Search code examples
postgresqlquery-optimization

Postgres - Is "not exists" slower than join?


I'm trying to locate the cause of a slow query that hits 3 tables with records ranging from a few hundred thousand to a several million

  • tango - 6166101
  • kilo_golf - 822805
  • three_romeo - 535782

Version

  • PostgreSQL 11.10

Current query

select count(*) as aggregate
from "tango"
where "lima" = juliet
  and not exists(select 1
                 from "three_romeo" quebec_seven_oscar
                 where quebec_seven_oscar.six_two = tango.six_two
                   and quebec_seven_oscar."romeo" >= six_seven
                   and quebec_seven_oscar."three_seven" in
                       ('partial_survey', 'survey_completed', 'wrong_number', 'moved'))
  and ("mike" <= '2021-02-03 13:26:22' or "mike" is null)
  and not exists(select 1
                 from "kilo_golf" as "delta"
                 where "delta"."to" = tango.six_two
                   and "two" = november
                   and "delta"."romeo" >= '2021-02-05 13:49:15')
  and not exists(select 1
                 from "three_romeo" as "four"
                 where "four".foxtrot = tango.quebec_seven_victor
                   and "four"."three_seven" in ('deceased', 'block_calls', 'block_all'))
  and "tango"."yankee" is null;

This is the analysis of the query in its current state - https://explain.depesz.com/s/Di51

It feels like the problematic area is in the tango table

  • tango.lima is equal to 'juliet' in the majority of records (low cardinality), we don't currently have an index on this
  • The long filter makes me wonder if I should create some sort of composite index?
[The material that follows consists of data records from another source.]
PR #3992, opened 2024-10-24
Uniform auto-generated metrics ports w/ mgmt framework.

dopheide-esnet:
With the current code, if you have a multi-node cluster, the auto-generated metrics_ports assigned by the controller will continue to increment from a single starting point.   So for example, if you have a 3 node cluster and a starting port of 9101 you may end up with:

host1: ports 9101-9112   (manager, logger, proxy, 8 workers)
host2: ports 9113-9120   (8 workers)
host3: ports 9121-9128   (8 workers)

This pull request attempts to make those more uniform:
host1: ports 9101-9112   (manager, logger, proxy, 8 workers)
host2: ports 9101-9108   (8 workers)
host3: ports 9101-9108   (8 workers)

Note, this would currently break things if for some reason you had multiple instances running on a single host.  However, in that case you could just set the metrics_port manually for each cluster node.

### DIFF
--- a/scripts/policy/frameworks/management/controller/main.zeek
+++ b/scripts/policy/frameworks/management/controller/main.zeek
@@ -414,15 +414,17 @@ function config_assign_metrics_ports(config: Management::Configuration)
 		[Supervisor::WORKER] = 3,
 	};
 
-	local p = port_to_count(Management::Controller::auto_assign_metrics_start_port);
-	local ports_set: set[count];
+        local instance_metrics_start_port: table[string] of count;
+        local instance_ports_set: table[string] of set[count];
 	local node: Management::Node;
 
 	# Pre-populate agents ports, if we have them:
 	for ( inst in config$instances )
 		{
+		instance_metrics_start_port[inst$name] = port_to_count(Management::Controller::auto_assign_metrics_start_port);
+		instance_ports_set[inst$name] = {};
 		if ( inst?$listen_port )
-			add ports_set[port_to_count(inst$listen_port)];
+			add instance_ports_set[inst$name][port_to_count(inst$listen_port)];
 		}
 
 	# Pre-populate nodes with pre-defined metrics ports, as well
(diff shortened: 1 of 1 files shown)


0xxon:
I think this is something that @ckreibich should weight in on.

Is there a reason for this change, besides cosmetics? I am honestly a tad worried that it might not be super unusual for people to want to run multiple instances on a single node (for, e.g., different network interfaces) - and this change seems to make that more awkward.

dopheide-esnet:
My main goal was making it easier to uniformly configure our prometheus collector.   I think this could be expanded slightly to account for both cases (multi-node vs multi-instance on one node).

dopheide-esnet:
This latest version should support both cases whether you have multiple instances on a single node, or spread across nodes.  Metrics_port numbering will start at the same place for each unique instance$host (addr).

0xxon:
That sounds good to me. As @ckreibich is most familiar with this, I think he should take a peek :)

ckreibich:
Sincere apologies (again) for letting this sit so long. This certainly looks good to me. My main concerns right now are whether we should align Broker port assignment (in a subsequent PR), and whether this actually passes the cluster testsuite (which has a bunch of Prometheus checks), since it looks like it got skipped here. I'm looking into that.

ckreibich:
Cool, looks like this worked — but looking at one of the tests, I am not immediately sure why. :-) Digging into that one for a bit.

dopheide-esnet:
Lemme know if there's anything I can help with.

ckreibich:
Okay Dop I see what's going on. The fact that the test I mentioned on Slack (`prometheus-multihost`) continues to pass is indeed a bug. Here's what happens: when agents connect to the controller, it's perfectly fine to push a cluster config that just mentions the instances by name, with no IP address information. In that case the code (incorrectly) uses 0.0.0.0, treating the whole thing as one, so each instance's enumeration doesn't restart from the start port.

The logic needed already exists, it just is applied too late — after the enumeration. That's an easy fix. I'm thinking of creating a new PR with your commits and this additional fix, and then also pull in a testsuite update that adjusts the `prometheus-multihost` test. Does that sound good?

dopheide-esnet:
Yes, please go for it.  Thanks!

After reading another post (https://stackoverflow.com/a/50148594/682754) tried removing the or "mike" is null and this helped quite a lot

https://explain.depesz.com/s/XgmB

Should I try and remove the not exists in favour of using joins?

Thanks


Solution

  • I don't think that using explicit joins will help you, since PostgreSQL converts NOT EXISTS into an anti-join anyway.

    But you spotted the problem: it is the OR. I would recommend that you use a dynamic query: add the cindition only if mikeis not NULL rather than having a static query with OR.